Police in Naples on Thursday seized assets worth more than 100 million euros (136 million U.S. dollars) from a local entrepreneur allegedly linked to a mafia clan, media reports said.
The entrepreneur, Alfonso Letizia, was defined by investigators as a "reference point" for the Casalesi clan, one of the most powerful groups within the Naples-based Camorra criminal organization.
Letizia's industrial group, which produced and sold concrete, was suspected to be "at the disposal" of the Casalesi clan, which in return was granting the entrepreneur a monopolistic market in the area, ANSA news agency said.
"The operation was very complex and precise," head of the Italian anti-mafia DIA unit Arturo De Felice told Rai state television.
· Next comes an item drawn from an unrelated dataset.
PR #6915, opened 2026-08-13
MUL-6141: feat(runtimes): price Qwen/Kimi/Ark models and strip ':' provider prefixes

Frankli9986:
## What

As many as 81 plots of land and buildings, 29 cars and motorbikes, seven companies and dozens of bank accounts were among the seized assets, he said.
The 67-year-old entrepreneur had over time built an industrial empire, also engaging his sons and taking advantage of his relations with the Camorra to accumulate wealth, according to local reports.
Italian mafias have traditionally been engaged in a variety of criminal activities, but over the past few years they have increasingly invested their profits in the legal economy, often covered up by unlawful transactions and political connections.
Recent investigations have uncovered dozens of mafia-owned businesses in Italy's big cities, ringing the alarm bell that the clans have turned their hands to the power centers of Italy.